= NIH Office of Technology Transfer =

The NIH Office of Technology Transfer is an office of the National Institutes of Health (NIH) a United States federal government agency responsible for biomedical and public health research. The NIH Office of Technology transfer manages all intramural inventions from the NIH and CDC as mandated by the Federal Technology Transfer Act and related legislation. It was established in 1986 subsequent to the Federal Technology Transfer Act as a centralized group to oversee patent and license matters for all of the NIH Institutes and Centers. The office allows both agencies to better license their work for international use.

OTT staff provide management and oversight of the collection and disbursement of royalties, monitor and enforce patent rights and licensing agreements, coordinate the payment of all patent annuities, market available technologies to the private sector, provide legal docketing services, and provide technology development systems support and expertise to the NIH Technology Transfer community.

Technology transfer at the NIH is a process which transfers medical knowledge from NIH laboratories to other organizations for the purpose of developing that knowledge into medical products to enhance the public health. In the course of their research, NIH scientists often make important medical discoveries. These NIH scientists disclose their discoveries to NIH technology transfer specialists who decide if patenting is appropriate, and when a patent is sought, begin to seek appropriate development and commercialization partners and licensees.
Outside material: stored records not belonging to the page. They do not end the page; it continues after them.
PR #3801, opened 2023-08-17
Appveyor: run nmake with defining DEBUG

masatake:
- [ ] msbuild
- [x] msvc
- [ ] mingw


masatake:
I should verify the other runtime?/compiler combinations.
However, this change may be needed in the development of the V parser, so I merge this.

PR #3804, opened 2023-08-19
C-based:  put markers to signature

masatake:
C-based: put literal markers (' and ") to signatures

If a default-string literal or a default-char literal is included in a signature, the marker of the literal should be recorded as part of the signature.

The original code didn't record the markers.


jafl (approved):

masatake:
I didn't consider vera.c. Maybe we must update it, too.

Inventions developed in the NIH's laboratories are owned by the NIH and are patented as appropriate. Through such resources as Federal Register notices and the NIH's website, potential licensees and collaborators are made aware of NIH inventions, and discussions begin between them and the NIH technology transfer specialist. These discussions then develop into agreement negotiations, with the ultimate goal being a license or other collaboration agreement to develop NIH inventions further into medical products.

Patent prosecution decisions and the negotiation and execution of new licenses, are the responsibility of the individual institutes within the NIH.